§ Task objective
Everything from the line containing "Better than silently" to the end of the material, both ends included, should be repeated exactly; please give only those lines.

§ Data
PR #94, opened 2021-04-14
Panic on histories with pagination tokens, for now.

Sushisource:
## What was changed:
Crash if we get a history with a pagination token, until we implement it

## Why?
Better than silently failing to apply the whole history

## Checklist

1. Closes issue: 

2. How was this tested:

3. Any docs updates needed?

### DIFF
--- a/src/lib.rs
+++ b/src/lib.rs
@@ -206,6 +206,10 @@ where
 
             match selected_f {
                 Ok(work) => {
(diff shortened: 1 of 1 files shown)


bergundy (approved):
That was a quick one :)

vitarb (approved):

§ Exercise response
Better than silently failing to apply the whole history

## Checklist

1. Closes issue: 

2. How was this tested:

3. Any docs updates needed?

### DIFF
--- a/src/lib.rs
+++ b/src/lib.rs
@@ -206,6 +206,10 @@ where
 
             match selected_f {
                 Ok(work) => {
(diff shortened: 1 of 1 files shown)


bergundy (approved):
That was a quick one :)

vitarb (approved):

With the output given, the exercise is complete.